Saved entries
PR #2398, opened 2015-01-30
Add "do not warn again" checkbox to media preview dialog.

softwareanimal:
This is for bug #1915.

PR #3056, opened 2015-04-25
add "don't ask again" option to media warning

### LINKED ISSUE #1915: Give option for user to suppress warning on opening attachments
Friends who are using TextSecure have found it frustrating that it alerts them every time they want to view an image.

alert

Even if they have the passphrase option disabled it still prompts them.

My "I'm totally an artist" mockup:
yibfmub

But I'd recommend the box being **unchecked** by default and an option in settings to reenable the alert.

rhodey:
1) merge media preview and saving warnings into one dialog
2) remove old string resources

Fixes #1915
// FREEBIE

### DIFF
--- a/res/values/strings.xml
+++ b/res/values/strings.xml
@@ -167,10 +167,10 @@
     <string name="ExportFragment_success">Success!</string>
 
     <!-- ExternalMediaWarningDialog -->
-    <string name="ExternalMediaWarningDialog_expose_secure_media">Expose secure media?</string>
+    <string name="ExternalMediaWarningDialog_reveal_secure_media">Reveal secure media?</string>
     <string name="ExternalMediaWarningDialog_previewing_or_saving_media_outside_of">Previewing or saving media outside of TextSecure allows other apps to see it.</string>
     <string name="ExternalMediaWarningDialog_dont_ask_again">Don\'t ask again</string>
-    <string name="ExternalMediaWarningDialog_continue">Continue</string>
+    <string name="ExternalMediaWarningDialog_reveal">Reveal</string>
     <string name="ExternalMediaWarningDialog_cancel">Cancel</string>
 
     <!-- GcmRefreshJob -->
--- a/res/values/strings.xml
+++ b/res/values/strings.xml
@@ -168,7 +168,7 @@
 
     <!-- ExternalMediaWarningDialog -->
     <string name="ExternalMediaWarningDialog_expose_secure_media">Expose secure media?</string>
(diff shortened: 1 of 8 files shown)


rhodey:
@mcginty what do you think of the string resources? I'm not in love with them but tried to use your feedback from #2398

preview

McLoo:
Never more settings/options, I know.
But what about re-enable warnings from advanced settings?

res/values/strings.xml
```diff
@@ -170,6 +166,13 @@
     <string name="ExportFragment_error_while_writing_to_sd_card">Error while writing to SD card.</string>
     <string name="ExportFragment_success">Success!</string>
 
+    <!-- ExternalMediaWarningDialog -->
+    <string name="ExternalMediaWarningDialog_expose_secure_media">Expose secure media?</string>
+    <string name="ExternalMediaWarningDialog_previewing_or_saving_media_outside_of">Previewing or saving media outside of TextSecure allows other apps to see the media.</string>
```
mcginty: probably just "see it" instead of "see the media"

rhodey:
@McLoo If we added this "don't ask again" option to more dialogs in the future I agree that an advanced "start asking again" (vocabulary to be determined :P) setting would be nice.

rhodey:
@mcginty any further suggestions related to design or vocabulary? @moxie0 this diff can't get any smaller: new view, new strings, new preference, and swap out of dialog callbacks. in need of some feedback please.

src/org/thoughtcrime/securesms/MediaPreviewActivity.java
```diff
@@ -224,9 +224,9 @@ protected void onPostExecute(Bitmap bitmap) {
   }
 
   private void saveToDisk() {
-    SaveAttachmentTask.showWarningDialog(this, new DialogInterface.OnClickListener() {
+    ExternalMediaWarningDialog.showIfNecessary(this, new WarningListener() {
```
mcginty: why not just have the user pass in a ButtonCallback directly? Seems like the same amount of code for the caller and simplified code in the dialog class.

mcginty:
I think for visual consistency the checkbox text should be styled the same as the main dialog content text.

mcginty:
Also, to be consistent with material dialogs, the "CONTINUE" button should be "EXPOSE" in this case. Could consider using "reveal" instead of "expose".

rhodey:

▶ _Task to carry out_
From the first line down to the last, give the records again exactly.

▶ _Your solution_
PR #2398, opened 2015-01-30
Add "do not warn again" checkbox to media preview dialog.

softwareanimal:
This is for bug #1915.

PR #3056, opened 2015-04-25
add "don't ask again" option to media warning

### LINKED ISSUE #1915: Give option for user to suppress warning on opening attachments
Friends who are using TextSecure have found it frustrating that it alerts them every time they want to view an image.

alert

Even if they have the passphrase option disabled it still prompts them.

My "I'm totally an artist" mockup:
yibfmub

But I'd recommend the box being **unchecked** by default and an option in settings to reenable the alert.

rhodey:
1) merge media preview and saving warnings into one dialog
2) remove old string resources

Fixes #1915
// FREEBIE

### DIFF
--- a/res/values/strings.xml
+++ b/res/values/strings.xml
@@ -167,10 +167,10 @@
     <string name="ExportFragment_success">Success!</string>
 
     <!-- ExternalMediaWarningDialog -->
-    <string name="ExternalMediaWarningDialog_expose_secure_media">Expose secure media?</string>
+    <string name="ExternalMediaWarningDialog_reveal_secure_media">Reveal secure media?</string>
     <string name="ExternalMediaWarningDialog_previewing_or_saving_media_outside_of">Previewing or saving media outside of TextSecure allows other apps to see it.</string>
     <string name="ExternalMediaWarningDialog_dont_ask_again">Don\'t ask again</string>
-    <string name="ExternalMediaWarningDialog_continue">Continue</string>
+    <string name="ExternalMediaWarningDialog_reveal">Reveal</string>
     <string name="ExternalMediaWarningDialog_cancel">Cancel</string>
 
     <!-- GcmRefreshJob -->
--- a/res/values/strings.xml
+++ b/res/values/strings.xml
@@ -168,7 +168,7 @@
 
     <!-- ExternalMediaWarningDialog -->
     <string name="ExternalMediaWarningDialog_expose_secure_media">Expose secure media?</string>
(diff shortened: 1 of 8 files shown)


rhodey:
@mcginty what do you think of the string resources? I'm not in love with them but tried to use your feedback from #2398

preview

McLoo:
Never more settings/options, I know.
But what about re-enable warnings from advanced settings?

res/values/strings.xml
```diff
@@ -170,6 +166,13 @@
     <string name="ExportFragment_error_while_writing_to_sd_card">Error while writing to SD card.</string>
     <string name="ExportFragment_success">Success!</string>
 
+    <!-- ExternalMediaWarningDialog -->
+    <string name="ExternalMediaWarningDialog_expose_secure_media">Expose secure media?</string>
+    <string name="ExternalMediaWarningDialog_previewing_or_saving_media_outside_of">Previewing or saving media outside of TextSecure allows other apps to see the media.</string>
```
mcginty: probably just "see it" instead of "see the media"

rhodey:
@McLoo If we added this "don't ask again" option to more dialogs in the future I agree that an advanced "start asking again" (vocabulary to be determined :P) setting would be nice.

rhodey:
@mcginty any further suggestions related to design or vocabulary? @moxie0 this diff can't get any smaller: new view, new strings, new preference, and swap out of dialog callbacks. in need of some feedback please.

src/org/thoughtcrime/securesms/MediaPreviewActivity.java
```diff
@@ -224,9 +224,9 @@ protected void onPostExecute(Bitmap bitmap) {
   }
 
   private void saveToDisk() {
-    SaveAttachmentTask.showWarningDialog(this, new DialogInterface.OnClickListener() {
+    ExternalMediaWarningDialog.showIfNecessary(this, new WarningListener() {
```
mcginty: why not just have the user pass in a ButtonCallback directly? Seems like the same amount of code for the caller and simplified code in the dialog class.

mcginty:
I think for visual consistency the checkbox text should be styled the same as the main dialog content text.

mcginty:
Also, to be consistent with material dialogs, the "CONTINUE" button should be "EXPOSE" in this case. Could consider using "reveal" instead of "expose".

rhodey:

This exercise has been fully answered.